# EXERCISE AIM
Copy out every line from the records that includes "tuple".

# DATA PROVIDED
++++++++++++++++++++

PR #484, opened 2017-03-15
APEXCORE-660 Added documentation for custom control tuple support

bhupeshchawda:
@tweise Please see.

Currently just opened PR for review. Waiting for any other comments over the renaming of the control tuple: https://github.com/apache/apex-core/pull/482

++++++++++++++++++++

# RESPONSE
APEXCORE-660 Added documentation for custom control tuple support
Currently just opened PR for review. Waiting for any other comments over the renaming of the control tuple: https://github.com/apache/apex-core/pull/482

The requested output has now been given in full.